- _Aim of the task_
A word-for-word repeat of the records below is what this calls for.

[Material for this exercise — start]

PR #5515, opened 2024-05-13
Align generated MermaidConfig with schema

sidharthv96:
## :bookmark_tabs: Summary

This matches the generated MermaidConfig type with the schema. 

Previously, we were removing `required` to make all fields optional. 

Now, we're using a PartialMermaidConfig type using PartialDeep instead.

Few alternatives considered. 

1. Use RequiredDeep internally
Abandoned, as some types in the schema are actually undefined. So using RequiredDeep will cause runtime errors. 

2. Change all fields inside schema to not have undefined.
Abandoned as it'll be a HUGE change, pulling in default values that are scattered throughout the code. This should be done later, and this PR can be considered as the first step to remove unnecessary default variables inside the code. This would also remove the ability of the authors to actually have undefined if they wanted to in the schema. 

3. Match Generated type with Schema, create fully optional type for external use. 

Avoids all the problems above, we just need to coerce some test types internally, which is fine, as the test would fail if there are any issues. 

Currently, there is a breaking change, that the type names differ. We can switch the names, so that MermaidConfig will be the exported type which has fully partial props. 

Didn't do it now, as that would mean a larger diff, making it harder to review. 

### :clipboard: Tasks

Make sure you


aloisklink (commented):
> Currently, there is a breaking change, that the type names differ. We can switch the names, so that MermaidConfig will be the exported type which has fully partial props.

:+1: Maybe we can call the partial one `MermaidConfig`, and the one with defaults `MermaidConfigWithDefaults` or `ConfigWithDefaults`.

---

Other than figuring out how to export the partial config type to users, this PR looks okay to me.

knsv:
Hi, and thanks for the effort you put into this PR. As part of some general housekeeping we're going through older draft PRs and closing ones that have been sitting idle for a while: this is purely to keep the queue manageable, not a judgment on the contribution. If you'd like to continue this work, you're very welcome to reopen the PR or open a new one based on current `develop`: we'll gladly take another look. Really appreciate you taking the time to contribute to Mermaid!

PR #5518, opened 2024-05-13
[PR#5468] refactor: remove TypeScript non null assertions

aloisklink:
## :bookmark_tabs: Summary

> [!Note]
>
> This PR does not target the `develop` branch. Instead it targets:
>
> - #5468

I'm not a big fan of using TypeScript's non-null assertion operator (e.g. `map.get(val)!`).

Instead, I've tried to rewrite the code when possible, so it's not needed. E.g., instead of doing:

```ts
if (map.has(x)) {
  return map.get(x);
}
```

I've tried to do things that TypeScript can understand, e.g.

```ts
const val = map.get(x);
if (val !== undefined) {
  return val;
}
```

There's also some other misc improvements I found when reviewing #5468.

There should be no functional changes to the code, this is a refactoring only change.

### :clipboard: Tasks

Make sure you

  - **NOPE**, targets #5468

### DIFF
--- a/docs/config/setup/modules/mermaidAPI.md
+++ b/docs/config/setup/modules/mermaidAPI.md
@@ -98,7 +98,7 @@ mermaid.initialize(config);
 
 #### Defined in
 
-[mermaidAPI.ts:635](https://github.com/mermaid-js/mermaid/blob/master/packages/mermaid/src/mermaidAPI.ts#L635)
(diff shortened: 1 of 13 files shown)


Yash-Singh1:
Yeah, this is definitely a better way to interact with Maps 👍🏾 .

[Material for this exercise — finish]

- _Solution to this exercise_
PR #5515, opened 2024-05-13
Align generated MermaidConfig with schema

sidharthv96:
## :bookmark_tabs: Summary

This matches the generated MermaidConfig type with the schema. 

Previously, we were removing `required` to make all fields optional. 

Now, we're using a PartialMermaidConfig type using PartialDeep instead.

Few alternatives considered. 

1. Use RequiredDeep internally
Abandoned, as some types in the schema are actually undefined. So using RequiredDeep will cause runtime errors. 

2. Change all fields inside schema to not have undefined.
Abandoned as it'll be a HUGE change, pulling in default values that are scattered throughout the code. This should be done later, and this PR can be considered as the first step to remove unnecessary default variables inside the code. This would also remove the ability of the authors to actually have undefined if they wanted to in the schema. 

3. Match Generated type with Schema, create fully optional type for external use. 

Avoids all the problems above, we just need to coerce some test types internally, which is fine, as the test would fail if there are any issues. 

Currently, there is a breaking change, that the type names differ. We can switch the names, so that MermaidConfig will be the exported type which has fully partial props. 

Didn't do it now, as that would mean a larger diff, making it harder to review. 

### :clipboard: Tasks

Make sure you


aloisklink (commented):
> Currently, there is a breaking change, that the type names differ. We can switch the names, so that MermaidConfig will be the exported type which has fully partial props.

:+1: Maybe we can call the partial one `MermaidConfig`, and the one with defaults `MermaidConfigWithDefaults` or `ConfigWithDefaults`.

---

Other than figuring out how to export the partial config type to users, this PR looks okay to me.

knsv:
Hi, and thanks for the effort you put into this PR. As part of some general housekeeping we're going through older draft PRs and closing ones that have been sitting idle for a while: this is purely to keep the queue manageable, not a judgment on the contribution. If you'd like to continue this work, you're very welcome to reopen the PR or open a new one based on current `develop`: we'll gladly take another look. Really appreciate you taking the time to contribute to Mermaid!

PR #5518, opened 2024-05-13
[PR#5468] refactor: remove TypeScript non null assertions

aloisklink:
## :bookmark_tabs: Summary

> [!Note]
>
> This PR does not target the `develop` branch. Instead it targets:
>
> - #5468

I'm not a big fan of using TypeScript's non-null assertion operator (e.g. `map.get(val)!`).

Instead, I've tried to rewrite the code when possible, so it's not needed. E.g., instead of doing:

```ts
if (map.has(x)) {
  return map.get(x);
}
```

I've tried to do things that TypeScript can understand, e.g.

```ts
const val = map.get(x);
if (val !== undefined) {
  return val;
}
```

There's also some other misc improvements I found when reviewing #5468.

There should be no functional changes to the code, this is a refactoring only change.

### :clipboard: Tasks

Make sure you

  - **NOPE**, targets #5468

### DIFF
--- a/docs/config/setup/modules/mermaidAPI.md
+++ b/docs/config/setup/modules/mermaidAPI.md
@@ -98,7 +98,7 @@ mermaid.initialize(config);
 
 #### Defined in
 
-[mermaidAPI.ts:635](https://github.com/mermaid-js/mermaid/blob/master/packages/mermaid/src/mermaidAPI.ts#L635)
(diff shortened: 1 of 13 files shown)


Yash-Singh1:
Yeah, this is definitely a better way to interact with Maps 👍🏾 .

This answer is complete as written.